YOUR INSTRUCTIONS. Among the records below, find the line that has "### Duplicates"; from there, give the lines again exactly, and stop after the line that has "tabsHook = true".

Saved entries.
_____

Issue #669, opened 2022-10-07
[Feature?]: Table API


caseybaggz:
### Duplicates

- [X] I have searched the existing issues

### Latest version

- [X] I have tested the latest version

### Summary 💡

- [x] CSS
- [x] JS
- [ ] Svelte
- [x] SC
- [x] Chakra
- [x] MUI

PR #671, opened 2022-10-07
feat(shared): add table flag

caseybaggz:
## PR Checklist

## PR Type

- [ ] Bugfix
- [x] Feature
- [ ] Build related changes
- [ ] CI related changes
- [ ] infrastructure changes

contributes #669 

## What is the new behavior?
Adds settings to support using `__EXPERIMENTAL__` flag value in project

### DIFF
--- a/packages/shared/src/featureFlags.ts
+++ b/packages/shared/src/featureFlags.ts
@@ -31,6 +31,8 @@ export const tabsHook = true
 // likely to include in an upcoming release.
 // -----------------------------------------------------------------------------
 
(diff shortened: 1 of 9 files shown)


packages/shared/src/featureFlags.ts
```diff
@@ -1,3 +1,5 @@
+declare const __EXPERIMENTAL__: boolean
```
caseybaggz, line 1: We have to use this here for build purposes because TS is too dumb to know to use the `global.d.ts` file...which is working everywhere else. Don't know, don't care.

_____

RESPONSE AREA.
### Duplicates

- [X] I have searched the existing issues

### Latest version

- [X] I have tested the latest version

### Summary 💡

- [x] CSS
- [x] JS
- [ ] Svelte
- [x] SC
- [x] Chakra
- [x] MUI

PR #671, opened 2022-10-07
feat(shared): add table flag

caseybaggz:
## PR Checklist

## PR Type

- [ ] Bugfix
- [x] Feature
- [ ] Build related changes
- [ ] CI related changes
- [ ] infrastructure changes

contributes #669 

## What is the new behavior?
Adds settings to support using `__EXPERIMENTAL__` flag value in project

### DIFF
--- a/packages/shared/src/featureFlags.ts
+++ b/packages/shared/src/featureFlags.ts
@@ -31,6 +31,8 @@ export const tabsHook = true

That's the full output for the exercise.